▶ _About this exercise_
The answer must restate every entry below word for word.

[Collected data entries]
#####

PR #65, opened 2020-08-13
Add process event

kjgalvan:


src/eventProcessor/GoogleAnalyticsEventProcessor.js
```diff
@@ -9,11 +9,11 @@ const logging = goog.require('measurementLibrary.logging');
  * @const {!Object<string,boolean>}
  */
 const TOP_LEVEL_PARAMS = {
-  'client_id': true,
-  'user_id': true,
-  'timestamp_micros': true,
-  'user_properties': true,
-  'non_personalized_ads': true,
+  'clientId': true,
```
calhounsm, line 12: I assume that the motivation for changing to camel case is because the JSON body uses camel case for these values?

I'd actually rather stick to snake-case for inputs to maintain cross-compatibility with gtag's schema in cases where the keys are the same (e.g. `user_id` and `user_properties` are documented keys in gtag's schema).  Maybe adjusting this to a string->(string|boolean) map for this and automatic params, where a string is the alternate key for transmission.  No need to adjust the config option for additional params though.

test/unit/GoogleAnalyticsEventProcessor/processEvent_test.js
```diff
@@ -0,0 +1,319 @@
...
+        jasmine.Ajax.requests.mostRecent().data().events[0].params.page_path
+      ).toBe('model_page_path');
+    });
+
+    it('has event level global values when key is defined in model and ' +
+        'is added to automatic parameter list', () => {
+      eventProcessor.processEvent(
+        emptyStorage,
+        new MockModelInterface({
+          added_param: 'model_added_param',
```
calhounsm, line 173: I would add a "not_added_param" to the global model, either here or in a separate test, and an assert that it doesn't get added.

test/unit/GoogleAnalyticsEventProcessor/processEvent_test.js
```diff
@@ -0,0 +1,319 @@
...
+        'that are defined', () => {
+      const eventOptions = {
+        param_one: 1,
+        param_two: '2',
+        param_three: null,
+        param_four: {
+          param_five: true,
+        },
+        param_six: ['test'],
+        param_seven: false,
```
calhounsm, line 140: I'd add a parameter that is explicitly undefined and assert that it's not sent.

PR #68, opened 2020-08-17
Add measure to demo

Alex7Li:
This PR is mostly the demo folder of KJ's branch of measurement library that we used for the demo, found here https://github.com/kjgalvan/measurement-library/tree/complete-measure-lib 

However, her version only sent events to measure, I modified it to send events to gtag as well and cleaned up the code a bit.

A couple steps happened: 
1) When kj added measure, there were some errors with involving the build. The workaround was to explicitly write every file used separately in the gruntfile, rather than using pattern matching. It looks ugly, but it works.
2) Adding a measure file to the public folder of demo. However, the normal measure file would not work, since both measure and gtag are built on the data layer, and gtag reacts to commands like 'event'. So we need them to be listening to a different data layer. Hence, the measure file was generated without calling the main.js file that automatically grabs the window.dataLayer. To do this, another configuration in the gruntfile was needed, and another main file was needed. Initially I tried to compile from the src/config/setup file, but the closure compiler had issues with that approach.
3)  KJ added code to send events from within the library to measure and changed the code snippets to reflect this.
4)  I add calls to gtag back in


demo/public/index.html
```diff
@@ -1,11 +1,27 @@
 <!DOCTYPE html>
 <html lang="en">
   <head>
+    <!-- Include gtag... data layer commands conflict with measure though -->
```
calhounsm, line 4: I think this is fine.  If anything, it shows that measurement library can send approximately the same events to GA as gtag would.

demo/public/index.html
```diff
@@ -1,11 +1,27 @@
...
+         conflicting events. As a workaround, we do not run async and include
+         a measure-setup compiled file that does not run commands on load,
+         then call it in the setup script. -->
+    <script src="./measure-no-config.js"></script>
+    <script>
+      measureDataLayer = [];
+      window.setupMeasure(measureDataLayer);
+      function measure(){measureDataLayer.push(arguments);}
+      measure("config", "googleAnalytics", {
+            "measurement_id": "%REACT_APP_GA_TRACKING_ID%",
```
calhounsm, line 22: I actually would prefer using a separate ID, so that we can more easily compare which events are from ML and which are from standard gtag.  I'll set up a property for this.

demo/src/utils.js
```diff
@@ -15,23 +15,16 @@ export function deepCopy(data) {
...
  * @param {string} event
  * @param {!Object<string, *>} parameters
+ * @param {string=} library
  * @return {string} Code snippet of the event.
  */
-export const getEventCodeSnippet = (event, parameters) => {
-  return `gtag("event", "${event}", ` +
+export function getEventCodeSnippet(event, parameters, library = "gtag") {
+  return `${library}("event", "${event}", ` +
       `${JSON.stringify(parameters, undefined, 2)})`;
```
calhounsm, line 26: It looks above like the measure() snippets should include an additional page_title param that isn't in gtag (because it's automatically added).

demo/public/index.html
Alex7Li: Hmm, I think that you are right and it might work with the same data layer. Though I already made them separate and I think separate is a bit better, so I won't change it back. I think separate is better because 1) it doesn't log errors to the console like below and 2) we don't send duplicate events. Technically we could just send 1 message to the data layer for each event instead of 1 per library but I feel like that could be limiting if measurement library changes to become less like gtag in the future

image

demo/public/index.html
Alex7Li: Oh, this is a great idea actually. I don't see any property right now but once it exists I will update the PR

demo/.env
```diff
@@ -1 +1,4 @@
-REACT_APP_GA_TRACKING_ID=G-70CMQK5VQE
\ No newline at end of file
+REACT_APP_GTAG_TRACKING_ID=G-70CMQK5VQE
+REACT_APP_GTAG_API_SECRET=e45cwxLtQ46v5dLqr9v5dw
```
calhounsm, line 2: gtag doesn't use the API secret for transmission (it uses a different wire protocol that doesn't require one), so this could be removed from the environment.  Probably not much harm in leaving it, but just thinking on the principle of not putting more into this then we need to.

demo/public/index.html
calhounsm: Yeah, I'm fine leaving them in a separate data layer mostly due to the different config command formats (although it'd also be cool to see them process the same data layer into similar events).  Was just noting that the comment was a bit misleading :).

demo/.env
Alex7Li: Ah, I didn't notice that it didn't need the api secret, that's interesting. I removed the line.

PR #96, opened 2014-12-23
Revert "Do not re-buffer sources and sinks."

JakeWharton:
This reverts commit 383e5c6903ac8c19fb3651f89cc5b1c2fb7be05e.


JakeWharton:
Yep. And ultimately you can do the `instanceof` check yourself if you *really* want to avoid the extra layering. In practice the multiple-buffering only happens with certain usage patterns. Reverting this change restores the principle of least surprise with very little actual cost.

#####

▶ _Answer for the task_
PR #65, opened 2020-08-13
Add process event

kjgalvan:


src/eventProcessor/GoogleAnalyticsEventProcessor.js
```diff
@@ -9,11 +9,11 @@ const logging = goog.require('measurementLibrary.logging');
  * @const {!Object<string,boolean>}
  */
 const TOP_LEVEL_PARAMS = {
-  'client_id': true,
-  'user_id': true,
-  'timestamp_micros': true,
-  'user_properties': true,
-  'non_personalized_ads': true,
+  'clientId': true,
```
calhounsm, line 12: I assume that the motivation for changing to camel case is because the JSON body uses camel case for these values?

I'd actually rather stick to snake-case for inputs to maintain cross-compatibility with gtag's schema in cases where the keys are the same (e.g. `user_id` and `user_properties` are documented keys in gtag's schema).  Maybe adjusting this to a string->(string|boolean) map for this and automatic params, where a string is the alternate key for transmission.  No need to adjust the config option for additional params though.

test/unit/GoogleAnalyticsEventProcessor/processEvent_test.js
```diff
@@ -0,0 +1,319 @@
...
+        jasmine.Ajax.requests.mostRecent().data().events[0].params.page_path
+      ).toBe('model_page_path');
+    });
+
+    it('has event level global values when key is defined in model and ' +
+        'is added to automatic parameter list', () => {
+      eventProcessor.processEvent(
+        emptyStorage,
+        new MockModelInterface({
+          added_param: 'model_added_param',
```
calhounsm, line 173: I would add a "not_added_param" to the global model, either here or in a separate test, and an assert that it doesn't get added.

test/unit/GoogleAnalyticsEventProcessor/processEvent_test.js
```diff
@@ -0,0 +1,319 @@
...
+        'that are defined', () => {
+      const eventOptions = {
+        param_one: 1,
+        param_two: '2',
+        param_three: null,
+        param_four: {
+          param_five: true,
+        },
+        param_six: ['test'],
+        param_seven: false,
```
calhounsm, line 140: I'd add a parameter that is explicitly undefined and assert that it's not sent.

PR #68, opened 2020-08-17
Add measure to demo

Alex7Li:
This PR is mostly the demo folder of KJ's branch of measurement library that we used for the demo, found here https://github.com/kjgalvan/measurement-library/tree/complete-measure-lib 

However, her version only sent events to measure, I modified it to send events to gtag as well and cleaned up the code a bit.

A couple steps happened: 
1) When kj added measure, there were some errors with involving the build. The workaround was to explicitly write every file used separately in the gruntfile, rather than using pattern matching. It looks ugly, but it works.
2) Adding a measure file to the public folder of demo. However, the normal measure file would not work, since both measure and gtag are built on the data layer, and gtag reacts to commands like 'event'. So we need them to be listening to a different data layer. Hence, the measure file was generated without calling the main.js file that automatically grabs the window.dataLayer. To do this, another configuration in the gruntfile was needed, and another main file was needed. Initially I tried to compile from the src/config/setup file, but the closure compiler had issues with that approach.
3)  KJ added code to send events from within the library to measure and changed the code snippets to reflect this.
4)  I add calls to gtag back in


demo/public/index.html
```diff
@@ -1,11 +1,27 @@
 <!DOCTYPE html>
 <html lang="en">
   <head>
+    <!-- Include gtag... data layer commands conflict with measure though -->
```
calhounsm, line 4: I think this is fine.  If anything, it shows that measurement library can send approximately the same events to GA as gtag would.

demo/public/index.html
```diff
@@ -1,11 +1,27 @@
...
+         conflicting events. As a workaround, we do not run async and include
+         a measure-setup compiled file that does not run commands on load,
+         then call it in the setup script. -->
+    <script src="./measure-no-config.js"></script>
+    <script>
+      measureDataLayer = [];
+      window.setupMeasure(measureDataLayer);
+      function measure(){measureDataLayer.push(arguments);}
+      measure("config", "googleAnalytics", {
+            "measurement_id": "%REACT_APP_GA_TRACKING_ID%",
```
calhounsm, line 22: I actually would prefer using a separate ID, so that we can more easily compare which events are from ML and which are from standard gtag.  I'll set up a property for this.

demo/src/utils.js
```diff
@@ -15,23 +15,16 @@ export function deepCopy(data) {
...
  * @param {string} event
  * @param {!Object<string, *>} parameters
+ * @param {string=} library
  * @return {string} Code snippet of the event.
  */
-export const getEventCodeSnippet = (event, parameters) => {
-  return `gtag("event", "${event}", ` +
+export function getEventCodeSnippet(event, parameters, library = "gtag") {
+  return `${library}("event", "${event}", ` +
       `${JSON.stringify(parameters, undefined, 2)})`;
```
calhounsm, line 26: It looks above like the measure() snippets should include an additional page_title param that isn't in gtag (because it's automatically added).

demo/public/index.html
Alex7Li: Hmm, I think that you are right and it might work with the same data layer. Though I already made them separate and I think separate is a bit better, so I won't change it back. I think separate is better because 1) it doesn't log errors to the console like below and 2) we don't send duplicate events. Technically we could just send 1 message to the data layer for each event instead of 1 per library but I feel like that could be limiting if measurement library changes to become less like gtag in the future

image

demo/public/index.html
Alex7Li: Oh, this is a great idea actually. I don't see any property right now but once it exists I will update the PR

demo/.env
```diff
@@ -1 +1,4 @@
-REACT_APP_GA_TRACKING_ID=G-70CMQK5VQE
\ No newline at end of file
+REACT_APP_GTAG_TRACKING_ID=G-70CMQK5VQE
+REACT_APP_GTAG_API_SECRET=e45cwxLtQ46v5dLqr9v5dw
```
calhounsm, line 2: gtag doesn't use the API secret for transmission (it uses a different wire protocol that doesn't require one), so this could be removed from the environment.  Probably not much harm in leaving it, but just thinking on the principle of not putting more into this then we need to.

demo/public/index.html
calhounsm: Yeah, I'm fine leaving them in a separate data layer mostly due to the different config command formats (although it'd also be cool to see them process the same data layer into similar events).  Was just noting that the comment was a bit misleading :).

demo/.env
Alex7Li: Ah, I didn't notice that it didn't need the api secret, that's interesting. I removed the line.

PR #96, opened 2014-12-23
Revert "Do not re-buffer sources and sinks."

JakeWharton:
This reverts commit 383e5c6903ac8c19fb3651f89cc5b1c2fb7be05e.


JakeWharton:
Yep. And ultimately you can do the `instanceof` check yourself if you *really* want to avoid the extra layering. In practice the multiple-buffering only happens with certain usage patterns. Reverting this change restores the principle of least surprise with very little actual cost.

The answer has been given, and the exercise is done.